▶ _What the task requires_
Reproduce exactly the lines below from the one containing "color: #515263;" through the one containing "Long story short, I", including both, and nothing else.

(Stored data)
********************
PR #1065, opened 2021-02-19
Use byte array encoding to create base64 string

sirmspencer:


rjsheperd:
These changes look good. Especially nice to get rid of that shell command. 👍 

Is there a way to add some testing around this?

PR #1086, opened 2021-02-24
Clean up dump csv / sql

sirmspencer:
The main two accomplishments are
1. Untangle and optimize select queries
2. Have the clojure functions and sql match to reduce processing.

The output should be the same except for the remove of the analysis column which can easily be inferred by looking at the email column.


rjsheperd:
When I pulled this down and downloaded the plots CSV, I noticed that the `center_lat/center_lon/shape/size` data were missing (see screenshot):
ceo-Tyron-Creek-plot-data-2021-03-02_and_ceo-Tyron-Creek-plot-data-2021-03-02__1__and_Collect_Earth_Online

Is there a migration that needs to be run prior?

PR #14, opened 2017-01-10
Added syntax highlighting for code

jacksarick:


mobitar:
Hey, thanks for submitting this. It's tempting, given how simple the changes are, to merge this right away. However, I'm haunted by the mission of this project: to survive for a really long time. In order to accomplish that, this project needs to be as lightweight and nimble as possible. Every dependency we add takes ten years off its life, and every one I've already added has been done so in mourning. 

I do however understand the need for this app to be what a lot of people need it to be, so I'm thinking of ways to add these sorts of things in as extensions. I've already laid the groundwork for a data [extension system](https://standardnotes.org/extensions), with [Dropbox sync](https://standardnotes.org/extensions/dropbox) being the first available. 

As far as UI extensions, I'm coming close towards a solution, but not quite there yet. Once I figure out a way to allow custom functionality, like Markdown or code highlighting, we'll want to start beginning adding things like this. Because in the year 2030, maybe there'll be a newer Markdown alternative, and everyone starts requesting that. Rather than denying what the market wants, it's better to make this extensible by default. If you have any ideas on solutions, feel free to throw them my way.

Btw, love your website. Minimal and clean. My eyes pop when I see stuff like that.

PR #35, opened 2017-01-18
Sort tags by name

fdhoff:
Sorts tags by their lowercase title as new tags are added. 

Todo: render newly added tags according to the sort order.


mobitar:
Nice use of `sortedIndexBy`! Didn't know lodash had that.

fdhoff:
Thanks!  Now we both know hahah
********************
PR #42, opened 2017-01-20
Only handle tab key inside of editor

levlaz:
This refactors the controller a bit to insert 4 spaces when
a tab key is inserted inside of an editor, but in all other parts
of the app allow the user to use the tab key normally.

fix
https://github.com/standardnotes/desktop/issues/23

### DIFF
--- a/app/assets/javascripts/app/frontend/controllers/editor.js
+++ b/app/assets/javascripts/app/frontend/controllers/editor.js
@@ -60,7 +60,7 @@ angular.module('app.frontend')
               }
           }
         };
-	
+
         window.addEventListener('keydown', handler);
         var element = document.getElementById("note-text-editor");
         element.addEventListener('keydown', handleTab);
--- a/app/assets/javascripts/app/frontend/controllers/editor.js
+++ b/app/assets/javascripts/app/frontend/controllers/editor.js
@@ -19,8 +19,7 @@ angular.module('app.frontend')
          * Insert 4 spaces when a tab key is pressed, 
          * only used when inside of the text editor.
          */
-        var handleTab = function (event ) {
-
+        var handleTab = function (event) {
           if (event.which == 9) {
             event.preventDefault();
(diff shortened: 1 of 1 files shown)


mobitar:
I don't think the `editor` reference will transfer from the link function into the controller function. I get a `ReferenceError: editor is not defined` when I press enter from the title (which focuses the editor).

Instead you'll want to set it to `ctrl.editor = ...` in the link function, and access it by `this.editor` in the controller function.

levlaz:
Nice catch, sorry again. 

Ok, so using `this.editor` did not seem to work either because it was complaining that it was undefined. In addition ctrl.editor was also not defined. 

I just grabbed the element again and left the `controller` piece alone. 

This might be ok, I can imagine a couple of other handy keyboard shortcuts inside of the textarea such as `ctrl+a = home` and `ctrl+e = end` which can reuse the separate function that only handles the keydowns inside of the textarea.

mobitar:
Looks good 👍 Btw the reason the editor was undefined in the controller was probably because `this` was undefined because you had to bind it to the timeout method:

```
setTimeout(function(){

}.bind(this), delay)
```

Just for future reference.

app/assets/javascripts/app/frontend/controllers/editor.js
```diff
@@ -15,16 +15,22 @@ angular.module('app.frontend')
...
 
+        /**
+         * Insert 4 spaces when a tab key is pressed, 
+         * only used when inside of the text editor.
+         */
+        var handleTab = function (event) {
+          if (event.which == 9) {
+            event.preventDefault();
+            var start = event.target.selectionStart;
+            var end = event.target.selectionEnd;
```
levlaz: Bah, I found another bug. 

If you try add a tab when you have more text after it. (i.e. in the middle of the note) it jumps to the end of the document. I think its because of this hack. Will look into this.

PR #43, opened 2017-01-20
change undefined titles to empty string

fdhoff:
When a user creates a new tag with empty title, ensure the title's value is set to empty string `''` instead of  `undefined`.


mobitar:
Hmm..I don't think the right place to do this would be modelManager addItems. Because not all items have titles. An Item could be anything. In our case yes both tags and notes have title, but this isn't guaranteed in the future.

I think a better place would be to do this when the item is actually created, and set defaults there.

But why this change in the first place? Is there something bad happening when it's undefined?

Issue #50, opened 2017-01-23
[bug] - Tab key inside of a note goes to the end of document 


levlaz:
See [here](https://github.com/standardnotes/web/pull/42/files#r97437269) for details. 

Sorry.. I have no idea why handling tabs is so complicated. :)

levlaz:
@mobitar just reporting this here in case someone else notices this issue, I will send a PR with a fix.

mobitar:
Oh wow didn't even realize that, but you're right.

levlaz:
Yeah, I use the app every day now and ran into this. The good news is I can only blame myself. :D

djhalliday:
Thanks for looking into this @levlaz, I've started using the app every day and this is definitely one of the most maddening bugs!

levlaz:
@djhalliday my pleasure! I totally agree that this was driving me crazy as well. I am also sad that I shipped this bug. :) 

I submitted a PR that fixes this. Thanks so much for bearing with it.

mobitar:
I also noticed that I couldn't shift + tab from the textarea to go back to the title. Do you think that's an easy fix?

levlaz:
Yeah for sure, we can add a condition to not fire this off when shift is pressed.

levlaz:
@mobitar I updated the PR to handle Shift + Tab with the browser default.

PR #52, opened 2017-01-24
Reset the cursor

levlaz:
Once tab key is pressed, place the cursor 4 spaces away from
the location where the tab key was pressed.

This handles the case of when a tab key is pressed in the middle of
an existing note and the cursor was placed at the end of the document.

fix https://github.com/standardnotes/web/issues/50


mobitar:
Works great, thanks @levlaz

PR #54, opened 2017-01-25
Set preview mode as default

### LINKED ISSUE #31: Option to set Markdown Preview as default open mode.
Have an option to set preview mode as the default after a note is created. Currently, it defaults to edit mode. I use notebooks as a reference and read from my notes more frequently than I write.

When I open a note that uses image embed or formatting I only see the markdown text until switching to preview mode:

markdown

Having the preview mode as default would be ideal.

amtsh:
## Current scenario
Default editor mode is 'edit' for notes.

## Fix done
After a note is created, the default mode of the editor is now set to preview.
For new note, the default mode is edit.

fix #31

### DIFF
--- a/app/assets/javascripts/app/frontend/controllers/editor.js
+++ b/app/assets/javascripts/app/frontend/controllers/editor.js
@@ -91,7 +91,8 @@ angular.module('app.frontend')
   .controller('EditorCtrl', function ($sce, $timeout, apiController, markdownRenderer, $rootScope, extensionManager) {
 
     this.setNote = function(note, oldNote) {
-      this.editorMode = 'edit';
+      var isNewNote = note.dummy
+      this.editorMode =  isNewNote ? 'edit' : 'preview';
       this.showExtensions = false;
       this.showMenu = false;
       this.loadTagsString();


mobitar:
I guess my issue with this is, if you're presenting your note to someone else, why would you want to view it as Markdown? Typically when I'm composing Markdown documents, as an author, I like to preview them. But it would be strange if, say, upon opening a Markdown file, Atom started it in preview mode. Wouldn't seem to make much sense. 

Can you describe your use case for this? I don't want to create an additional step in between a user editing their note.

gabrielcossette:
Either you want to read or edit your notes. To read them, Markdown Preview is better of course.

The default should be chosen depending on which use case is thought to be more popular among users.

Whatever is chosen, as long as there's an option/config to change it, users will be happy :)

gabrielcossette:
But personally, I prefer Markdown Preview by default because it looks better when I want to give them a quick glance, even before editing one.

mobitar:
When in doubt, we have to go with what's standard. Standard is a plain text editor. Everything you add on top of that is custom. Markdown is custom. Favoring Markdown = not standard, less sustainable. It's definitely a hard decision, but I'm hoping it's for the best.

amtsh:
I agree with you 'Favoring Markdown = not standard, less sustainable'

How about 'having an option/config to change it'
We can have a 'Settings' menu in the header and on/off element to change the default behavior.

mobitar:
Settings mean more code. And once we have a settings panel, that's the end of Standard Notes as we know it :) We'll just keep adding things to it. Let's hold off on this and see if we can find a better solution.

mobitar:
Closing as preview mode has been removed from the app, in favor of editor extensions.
********************
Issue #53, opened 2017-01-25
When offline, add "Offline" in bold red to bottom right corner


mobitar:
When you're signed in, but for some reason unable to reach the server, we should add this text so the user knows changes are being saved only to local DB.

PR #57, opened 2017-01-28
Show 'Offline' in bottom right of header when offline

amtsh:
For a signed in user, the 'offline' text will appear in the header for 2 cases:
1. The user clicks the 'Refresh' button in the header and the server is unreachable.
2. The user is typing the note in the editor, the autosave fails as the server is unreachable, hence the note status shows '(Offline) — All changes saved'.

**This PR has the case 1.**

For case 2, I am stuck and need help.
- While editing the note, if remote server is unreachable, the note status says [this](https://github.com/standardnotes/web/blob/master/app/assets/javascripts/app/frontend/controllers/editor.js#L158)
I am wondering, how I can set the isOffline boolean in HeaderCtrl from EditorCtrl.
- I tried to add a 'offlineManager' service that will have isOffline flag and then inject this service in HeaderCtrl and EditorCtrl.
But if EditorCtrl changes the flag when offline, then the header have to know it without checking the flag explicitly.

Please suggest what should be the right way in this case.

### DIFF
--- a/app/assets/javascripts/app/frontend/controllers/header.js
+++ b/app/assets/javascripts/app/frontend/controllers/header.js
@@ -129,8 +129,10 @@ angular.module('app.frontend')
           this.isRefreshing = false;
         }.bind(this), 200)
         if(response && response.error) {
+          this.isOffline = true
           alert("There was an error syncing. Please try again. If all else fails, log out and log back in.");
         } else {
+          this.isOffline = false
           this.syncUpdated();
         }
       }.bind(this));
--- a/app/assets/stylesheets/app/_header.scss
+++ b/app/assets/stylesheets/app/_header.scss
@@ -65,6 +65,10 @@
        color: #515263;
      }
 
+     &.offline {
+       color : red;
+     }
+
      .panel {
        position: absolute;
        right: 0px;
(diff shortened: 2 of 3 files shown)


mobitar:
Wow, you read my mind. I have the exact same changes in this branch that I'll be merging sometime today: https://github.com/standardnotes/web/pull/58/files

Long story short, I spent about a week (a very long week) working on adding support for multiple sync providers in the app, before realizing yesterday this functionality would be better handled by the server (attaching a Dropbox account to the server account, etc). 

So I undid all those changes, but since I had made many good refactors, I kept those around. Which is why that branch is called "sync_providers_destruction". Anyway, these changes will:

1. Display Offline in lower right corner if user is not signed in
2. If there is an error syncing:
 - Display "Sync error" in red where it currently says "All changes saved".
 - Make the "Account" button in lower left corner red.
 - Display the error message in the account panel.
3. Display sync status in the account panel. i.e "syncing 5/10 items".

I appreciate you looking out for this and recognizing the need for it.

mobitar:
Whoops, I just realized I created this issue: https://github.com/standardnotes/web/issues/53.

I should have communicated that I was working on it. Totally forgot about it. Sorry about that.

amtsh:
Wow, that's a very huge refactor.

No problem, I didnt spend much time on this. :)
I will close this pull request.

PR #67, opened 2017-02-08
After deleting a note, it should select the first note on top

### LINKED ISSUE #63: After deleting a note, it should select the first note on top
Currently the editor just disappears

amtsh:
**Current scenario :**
********************
▶ _Final answer_
        color: #515263;
      }
 
+     &.offline {
+       color : red;
+     }
+
      .panel {
        position: absolute;
        right: 0px;
(diff shortened: 2 of 3 files shown)


mobitar:
Wow, you read my mind. I have the exact same changes in this branch that I'll be merging sometime today: https://github.com/standardnotes/web/pull/58/files

Long story short, I spent about a week (a very long week) working on adding support for multiple sync providers in the app, before realizing yesterday this functionality would be better handled by the server (attaching a Dropbox account to the server account, etc). 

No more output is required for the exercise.